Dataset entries
+++++

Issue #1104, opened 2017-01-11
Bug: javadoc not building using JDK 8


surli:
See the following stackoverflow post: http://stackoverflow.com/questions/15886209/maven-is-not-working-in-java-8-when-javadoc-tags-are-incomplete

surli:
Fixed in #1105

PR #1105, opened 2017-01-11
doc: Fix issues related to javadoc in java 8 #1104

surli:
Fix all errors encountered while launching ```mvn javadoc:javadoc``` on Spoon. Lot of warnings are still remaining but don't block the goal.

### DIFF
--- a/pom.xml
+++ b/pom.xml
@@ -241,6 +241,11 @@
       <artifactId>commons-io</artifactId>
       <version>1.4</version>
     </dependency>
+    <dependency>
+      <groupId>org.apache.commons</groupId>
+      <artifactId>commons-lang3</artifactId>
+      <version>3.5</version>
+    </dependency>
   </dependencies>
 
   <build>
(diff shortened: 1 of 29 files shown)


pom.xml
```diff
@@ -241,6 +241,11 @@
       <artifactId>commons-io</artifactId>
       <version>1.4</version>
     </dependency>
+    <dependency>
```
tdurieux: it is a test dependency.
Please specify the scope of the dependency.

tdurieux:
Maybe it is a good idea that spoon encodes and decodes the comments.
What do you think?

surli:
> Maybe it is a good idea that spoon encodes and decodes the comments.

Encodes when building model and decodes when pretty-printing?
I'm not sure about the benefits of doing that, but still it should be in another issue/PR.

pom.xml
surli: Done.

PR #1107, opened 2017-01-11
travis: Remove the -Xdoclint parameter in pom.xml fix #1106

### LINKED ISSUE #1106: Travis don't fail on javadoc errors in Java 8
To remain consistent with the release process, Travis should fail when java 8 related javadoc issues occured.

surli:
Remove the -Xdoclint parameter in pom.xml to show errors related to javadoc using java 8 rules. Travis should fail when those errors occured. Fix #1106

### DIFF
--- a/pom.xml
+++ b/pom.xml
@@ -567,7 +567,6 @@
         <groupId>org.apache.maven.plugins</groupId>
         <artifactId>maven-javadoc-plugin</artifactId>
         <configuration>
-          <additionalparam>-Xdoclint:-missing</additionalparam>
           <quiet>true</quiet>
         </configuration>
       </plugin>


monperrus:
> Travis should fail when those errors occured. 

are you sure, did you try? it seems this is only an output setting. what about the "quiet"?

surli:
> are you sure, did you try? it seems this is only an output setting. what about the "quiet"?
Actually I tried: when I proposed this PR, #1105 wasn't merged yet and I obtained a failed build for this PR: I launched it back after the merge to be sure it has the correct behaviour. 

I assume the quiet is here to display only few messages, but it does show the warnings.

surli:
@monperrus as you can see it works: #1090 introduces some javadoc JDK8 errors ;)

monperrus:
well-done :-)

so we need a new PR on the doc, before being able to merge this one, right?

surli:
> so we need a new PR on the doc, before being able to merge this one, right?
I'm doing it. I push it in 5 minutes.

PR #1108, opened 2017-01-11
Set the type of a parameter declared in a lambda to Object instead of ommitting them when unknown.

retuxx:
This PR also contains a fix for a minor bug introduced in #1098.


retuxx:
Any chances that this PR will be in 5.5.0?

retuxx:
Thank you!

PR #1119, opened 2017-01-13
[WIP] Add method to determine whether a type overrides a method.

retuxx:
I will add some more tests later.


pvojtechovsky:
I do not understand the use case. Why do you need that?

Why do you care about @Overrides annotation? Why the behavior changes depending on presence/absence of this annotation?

+++++

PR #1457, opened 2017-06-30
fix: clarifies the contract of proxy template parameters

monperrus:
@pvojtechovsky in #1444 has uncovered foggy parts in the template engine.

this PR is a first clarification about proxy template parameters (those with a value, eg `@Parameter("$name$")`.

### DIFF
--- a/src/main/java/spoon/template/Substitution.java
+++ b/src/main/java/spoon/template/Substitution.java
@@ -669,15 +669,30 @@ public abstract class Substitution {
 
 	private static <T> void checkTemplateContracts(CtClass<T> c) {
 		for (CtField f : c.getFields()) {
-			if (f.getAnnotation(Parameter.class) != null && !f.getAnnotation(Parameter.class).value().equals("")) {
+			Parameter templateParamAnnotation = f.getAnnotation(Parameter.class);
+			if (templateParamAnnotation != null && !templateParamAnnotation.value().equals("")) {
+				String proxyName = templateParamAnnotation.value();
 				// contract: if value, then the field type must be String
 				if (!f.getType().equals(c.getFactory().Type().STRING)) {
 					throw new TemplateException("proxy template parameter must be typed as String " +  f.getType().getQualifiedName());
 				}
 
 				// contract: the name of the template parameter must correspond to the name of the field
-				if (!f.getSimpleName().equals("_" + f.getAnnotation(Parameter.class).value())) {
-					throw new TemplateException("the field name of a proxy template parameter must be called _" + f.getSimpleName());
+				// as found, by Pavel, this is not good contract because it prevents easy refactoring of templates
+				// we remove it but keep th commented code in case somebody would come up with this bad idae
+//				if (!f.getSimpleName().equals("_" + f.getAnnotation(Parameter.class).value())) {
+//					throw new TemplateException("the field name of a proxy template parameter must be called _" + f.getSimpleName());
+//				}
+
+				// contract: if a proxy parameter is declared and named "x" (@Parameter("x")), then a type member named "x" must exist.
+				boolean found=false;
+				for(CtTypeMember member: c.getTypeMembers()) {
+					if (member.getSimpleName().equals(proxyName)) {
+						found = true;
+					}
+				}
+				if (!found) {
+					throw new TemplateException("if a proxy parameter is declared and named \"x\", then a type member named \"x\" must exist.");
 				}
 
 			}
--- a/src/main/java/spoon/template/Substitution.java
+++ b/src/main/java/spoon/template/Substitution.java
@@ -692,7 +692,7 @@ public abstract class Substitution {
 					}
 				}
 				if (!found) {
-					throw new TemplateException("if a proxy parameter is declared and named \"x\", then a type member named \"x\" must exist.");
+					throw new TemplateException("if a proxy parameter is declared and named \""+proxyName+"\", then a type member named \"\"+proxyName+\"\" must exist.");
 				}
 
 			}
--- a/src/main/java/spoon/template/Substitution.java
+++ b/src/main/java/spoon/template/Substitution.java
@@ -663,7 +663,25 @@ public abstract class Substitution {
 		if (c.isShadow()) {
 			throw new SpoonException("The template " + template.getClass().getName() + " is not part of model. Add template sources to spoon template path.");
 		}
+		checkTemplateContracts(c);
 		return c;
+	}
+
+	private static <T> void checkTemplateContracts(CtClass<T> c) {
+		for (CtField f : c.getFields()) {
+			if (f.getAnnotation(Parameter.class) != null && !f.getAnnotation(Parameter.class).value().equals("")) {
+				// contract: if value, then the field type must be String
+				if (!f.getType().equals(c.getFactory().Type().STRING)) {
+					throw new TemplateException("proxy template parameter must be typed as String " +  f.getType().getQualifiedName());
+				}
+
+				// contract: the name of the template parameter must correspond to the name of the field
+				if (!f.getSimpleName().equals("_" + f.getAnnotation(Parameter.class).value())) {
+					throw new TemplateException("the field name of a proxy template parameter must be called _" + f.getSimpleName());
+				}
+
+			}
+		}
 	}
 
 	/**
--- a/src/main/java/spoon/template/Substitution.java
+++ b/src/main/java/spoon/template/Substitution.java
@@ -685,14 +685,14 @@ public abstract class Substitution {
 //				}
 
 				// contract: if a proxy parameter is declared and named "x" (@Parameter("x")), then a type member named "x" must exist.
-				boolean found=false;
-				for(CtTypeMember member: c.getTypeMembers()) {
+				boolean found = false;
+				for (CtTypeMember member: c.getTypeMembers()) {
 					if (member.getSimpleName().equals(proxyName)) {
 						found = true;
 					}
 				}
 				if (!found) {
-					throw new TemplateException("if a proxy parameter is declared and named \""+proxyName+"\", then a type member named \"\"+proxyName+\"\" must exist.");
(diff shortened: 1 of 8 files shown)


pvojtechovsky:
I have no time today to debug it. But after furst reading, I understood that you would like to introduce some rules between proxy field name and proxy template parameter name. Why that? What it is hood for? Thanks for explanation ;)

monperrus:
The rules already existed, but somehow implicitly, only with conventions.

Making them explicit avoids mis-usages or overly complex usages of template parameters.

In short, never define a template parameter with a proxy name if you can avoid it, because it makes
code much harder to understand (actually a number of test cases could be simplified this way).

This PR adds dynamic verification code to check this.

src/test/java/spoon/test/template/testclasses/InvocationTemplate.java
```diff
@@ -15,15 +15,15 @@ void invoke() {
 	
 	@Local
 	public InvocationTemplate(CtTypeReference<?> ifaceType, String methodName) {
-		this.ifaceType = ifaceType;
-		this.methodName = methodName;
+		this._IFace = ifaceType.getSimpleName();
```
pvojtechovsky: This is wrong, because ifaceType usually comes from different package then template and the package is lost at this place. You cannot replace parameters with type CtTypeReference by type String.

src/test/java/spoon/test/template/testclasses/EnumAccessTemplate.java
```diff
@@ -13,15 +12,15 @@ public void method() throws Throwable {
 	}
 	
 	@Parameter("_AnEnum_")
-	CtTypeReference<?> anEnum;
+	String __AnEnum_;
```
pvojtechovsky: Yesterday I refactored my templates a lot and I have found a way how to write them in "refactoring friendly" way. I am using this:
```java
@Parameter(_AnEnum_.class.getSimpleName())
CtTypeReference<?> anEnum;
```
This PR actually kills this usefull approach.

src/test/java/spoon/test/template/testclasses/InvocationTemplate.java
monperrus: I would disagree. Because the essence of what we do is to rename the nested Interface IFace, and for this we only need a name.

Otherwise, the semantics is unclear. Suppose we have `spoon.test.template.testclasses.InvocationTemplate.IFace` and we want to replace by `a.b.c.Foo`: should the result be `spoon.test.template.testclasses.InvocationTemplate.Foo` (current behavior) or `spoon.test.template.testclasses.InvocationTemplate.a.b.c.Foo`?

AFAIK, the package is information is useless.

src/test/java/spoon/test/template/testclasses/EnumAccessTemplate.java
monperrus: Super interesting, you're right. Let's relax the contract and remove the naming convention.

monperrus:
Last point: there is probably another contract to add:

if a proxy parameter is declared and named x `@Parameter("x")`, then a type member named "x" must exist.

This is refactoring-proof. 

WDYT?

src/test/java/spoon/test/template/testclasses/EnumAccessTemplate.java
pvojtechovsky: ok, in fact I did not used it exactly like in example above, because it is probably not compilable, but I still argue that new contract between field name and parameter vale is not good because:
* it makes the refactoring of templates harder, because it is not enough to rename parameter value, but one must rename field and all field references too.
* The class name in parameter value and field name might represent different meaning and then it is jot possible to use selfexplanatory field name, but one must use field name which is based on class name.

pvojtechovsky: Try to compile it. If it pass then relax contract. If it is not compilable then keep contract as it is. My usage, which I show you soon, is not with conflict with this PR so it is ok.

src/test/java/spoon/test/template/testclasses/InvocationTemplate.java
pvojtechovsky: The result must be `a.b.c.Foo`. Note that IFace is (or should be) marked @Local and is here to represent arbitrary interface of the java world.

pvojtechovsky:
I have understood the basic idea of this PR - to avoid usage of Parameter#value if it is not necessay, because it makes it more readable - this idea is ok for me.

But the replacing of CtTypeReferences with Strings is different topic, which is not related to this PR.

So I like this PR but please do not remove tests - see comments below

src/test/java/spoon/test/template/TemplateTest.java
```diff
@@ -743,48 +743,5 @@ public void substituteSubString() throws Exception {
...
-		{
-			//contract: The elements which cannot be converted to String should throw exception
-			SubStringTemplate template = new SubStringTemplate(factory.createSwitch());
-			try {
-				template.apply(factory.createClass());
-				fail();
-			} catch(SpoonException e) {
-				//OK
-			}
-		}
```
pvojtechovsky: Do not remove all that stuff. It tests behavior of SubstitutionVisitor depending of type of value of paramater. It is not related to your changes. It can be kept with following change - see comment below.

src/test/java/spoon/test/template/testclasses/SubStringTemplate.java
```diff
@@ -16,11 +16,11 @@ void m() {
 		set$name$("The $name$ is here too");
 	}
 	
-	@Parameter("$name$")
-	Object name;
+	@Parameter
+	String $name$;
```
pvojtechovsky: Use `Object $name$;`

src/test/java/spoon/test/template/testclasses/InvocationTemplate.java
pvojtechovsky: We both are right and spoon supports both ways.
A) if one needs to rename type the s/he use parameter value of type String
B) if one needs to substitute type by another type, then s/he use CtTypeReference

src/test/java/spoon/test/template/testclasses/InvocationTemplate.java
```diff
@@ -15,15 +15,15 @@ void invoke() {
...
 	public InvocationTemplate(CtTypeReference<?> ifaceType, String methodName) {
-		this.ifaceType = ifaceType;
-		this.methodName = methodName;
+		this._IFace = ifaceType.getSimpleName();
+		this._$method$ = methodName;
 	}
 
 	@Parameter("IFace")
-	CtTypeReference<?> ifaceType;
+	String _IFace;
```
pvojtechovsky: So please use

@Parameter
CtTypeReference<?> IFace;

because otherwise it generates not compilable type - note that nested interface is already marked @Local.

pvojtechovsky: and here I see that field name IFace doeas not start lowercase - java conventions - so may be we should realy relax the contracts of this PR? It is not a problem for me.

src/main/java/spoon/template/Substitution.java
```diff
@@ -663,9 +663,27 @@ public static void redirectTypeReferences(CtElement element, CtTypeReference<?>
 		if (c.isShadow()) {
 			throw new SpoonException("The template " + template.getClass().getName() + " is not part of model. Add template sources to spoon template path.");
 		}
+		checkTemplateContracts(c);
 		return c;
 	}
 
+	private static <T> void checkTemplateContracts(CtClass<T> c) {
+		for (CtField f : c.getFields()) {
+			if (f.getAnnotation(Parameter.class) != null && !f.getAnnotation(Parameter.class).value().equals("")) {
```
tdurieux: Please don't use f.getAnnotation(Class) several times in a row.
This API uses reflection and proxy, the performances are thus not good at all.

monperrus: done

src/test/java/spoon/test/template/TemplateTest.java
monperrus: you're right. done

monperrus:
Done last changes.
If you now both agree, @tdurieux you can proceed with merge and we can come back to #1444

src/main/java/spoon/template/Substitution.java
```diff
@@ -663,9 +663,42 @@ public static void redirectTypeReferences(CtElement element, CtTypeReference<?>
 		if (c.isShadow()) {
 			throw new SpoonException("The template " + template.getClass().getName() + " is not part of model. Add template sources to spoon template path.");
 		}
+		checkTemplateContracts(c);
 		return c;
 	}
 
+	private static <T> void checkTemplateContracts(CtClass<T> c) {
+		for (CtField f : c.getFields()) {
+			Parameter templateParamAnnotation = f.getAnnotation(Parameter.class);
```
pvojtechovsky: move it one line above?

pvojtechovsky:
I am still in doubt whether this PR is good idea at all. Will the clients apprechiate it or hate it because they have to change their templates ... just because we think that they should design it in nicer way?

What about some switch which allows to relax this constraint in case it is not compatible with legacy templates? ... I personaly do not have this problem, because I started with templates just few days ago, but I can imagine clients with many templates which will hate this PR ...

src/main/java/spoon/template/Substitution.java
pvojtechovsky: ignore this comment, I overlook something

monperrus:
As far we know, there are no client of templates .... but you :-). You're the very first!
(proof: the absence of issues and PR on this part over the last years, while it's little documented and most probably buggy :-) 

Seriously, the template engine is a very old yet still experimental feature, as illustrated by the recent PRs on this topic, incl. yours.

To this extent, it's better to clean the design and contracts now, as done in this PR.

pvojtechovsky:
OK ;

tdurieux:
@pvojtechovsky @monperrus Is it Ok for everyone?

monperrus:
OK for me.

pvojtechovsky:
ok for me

+++++

* **EXERCISE INSTRUCTIONS**
Look through the records and gather every line containing "being".

* **SOLUTION**
so we need a new PR on the doc, before being able to merge this one, right?
> so we need a new PR on the doc, before being able to merge this one, right?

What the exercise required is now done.